Every line that contains the word "tasks" is to be copied from the listing.

→ Data below
---------------

PR #1703, opened 2024-12-01
1529 use tc tasks to send the coupon to the candidate

### LINKED ISSUE #1529: Use TC tasks to send the coupon to the candidate
This task focuses on creating an interface where candidates can collect or request a coupon. Here, the user interface allows candidates to input information or interact with a form that lets them claim or generate a coupon if they're eligible.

---------------

→ Reply
1529 use tc tasks to send the coupon to the candidate
### LINKED ISSUE #1529: Use TC tasks to send the coupon to the candidate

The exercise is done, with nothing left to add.